*** Opening Provided data ***

PR #7346, opened 2025-10-06
In snasphot transfer, queue WAL operations from last acknowledged

timvisee:
Improves <https://github.com/qdrant/qdrant/pull/7341> based on [this](https://github.com/qdrant/qdrant/pull/7341#issuecomment-3370505121) comment.

I'd argue that this is the better implementation of <https://github.com/qdrant/qdrant/pull/7341>. Please see my motivation [here](https://github.com/qdrant/qdrant/pull/7341#issuecomment-3370505121).

I also argue this is better than <https://github.com/qdrant/qdrant/pull/7342> because this is cheaper. Snapshots are already very expensive, flushing them makes this worse. We already have a background task that is supposed to take care of this.

### All Submissions:

### DIFF
--- a/lib/collection/src/shards/queue_proxy_shard.rs
+++ b/lib/collection/src/shards/queue_proxy_shard.rs
@@ -414,13 +414,10 @@ impl Inner {
         wal_keep_from: Arc<AtomicU64>,
         progress: Arc<ParkingMutex<TransferTaskProgress>>,
     ) -> Self {
-        // If nothing else is specified, we need to keep all WAL entries, which might be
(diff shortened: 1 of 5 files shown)


timvisee:
After another pass, I agree that <https://github.com/qdrant/qdrant/pull/7342> is the better approach.

The force flush in each segment on snapshot should not be a concern.

Leaving the queue proxy as-is is fine. In case of snapshot transfer, we instantiate it before doing all flushes. All flushes are forced, and use a plunger to ensure parallel operations are also properly flushed.

Closing this in favor of <https://github.com/qdrant/qdrant/pull/7342>.

PR #7356, opened 2025-10-06
Introduce fallback shard key for read and write requests

KShivendu:
Replacement of https://github.com/qdrant/qdrant/pull/7067 and https://github.com/qdrant/qdrant/pull/7069 since we decided to define fallback shard key on request level. Specifying it on a request level gives more control to the user and allows better scaling since now they can have multiple fallback shards.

*** Closing Provided data ***

> What the exercise asks:
All of the records shown above should be reproduced exactly.

> Output of the exercise:
PR #7346, opened 2025-10-06
In snasphot transfer, queue WAL operations from last acknowledged

timvisee:
Improves <https://github.com/qdrant/qdrant/pull/7341> based on [this](https://github.com/qdrant/qdrant/pull/7341#issuecomment-3370505121) comment.

I'd argue that this is the better implementation of <https://github.com/qdrant/qdrant/pull/7341>. Please see my motivation [here](https://github.com/qdrant/qdrant/pull/7341#issuecomment-3370505121).

I also argue this is better than <https://github.com/qdrant/qdrant/pull/7342> because this is cheaper. Snapshots are already very expensive, flushing them makes this worse. We already have a background task that is supposed to take care of this.

### All Submissions:

### DIFF
--- a/lib/collection/src/shards/queue_proxy_shard.rs
+++ b/lib/collection/src/shards/queue_proxy_shard.rs
@@ -414,13 +414,10 @@ impl Inner {
         wal_keep_from: Arc<AtomicU64>,
         progress: Arc<ParkingMutex<TransferTaskProgress>>,
     ) -> Self {
-        // If nothing else is specified, we need to keep all WAL entries, which might be
(diff shortened: 1 of 5 files shown)


timvisee:
After another pass, I agree that <https://github.com/qdrant/qdrant/pull/7342> is the better approach.

The force flush in each segment on snapshot should not be a concern.

Leaving the queue proxy as-is is fine. In case of snapshot transfer, we instantiate it before doing all flushes. All flushes are forced, and use a plunger to ensure parallel operations are also properly flushed.

Closing this in favor of <https://github.com/qdrant/qdrant/pull/7342>.

PR #7356, opened 2025-10-06
Introduce fallback shard key for read and write requests

KShivendu:
Replacement of https://github.com/qdrant/qdrant/pull/7067 and https://github.com/qdrant/qdrant/pull/7069 since we decided to define fallback shard key on request level. Specifying it on a request level gives more control to the user and allows better scaling since now they can have multiple fallback shards.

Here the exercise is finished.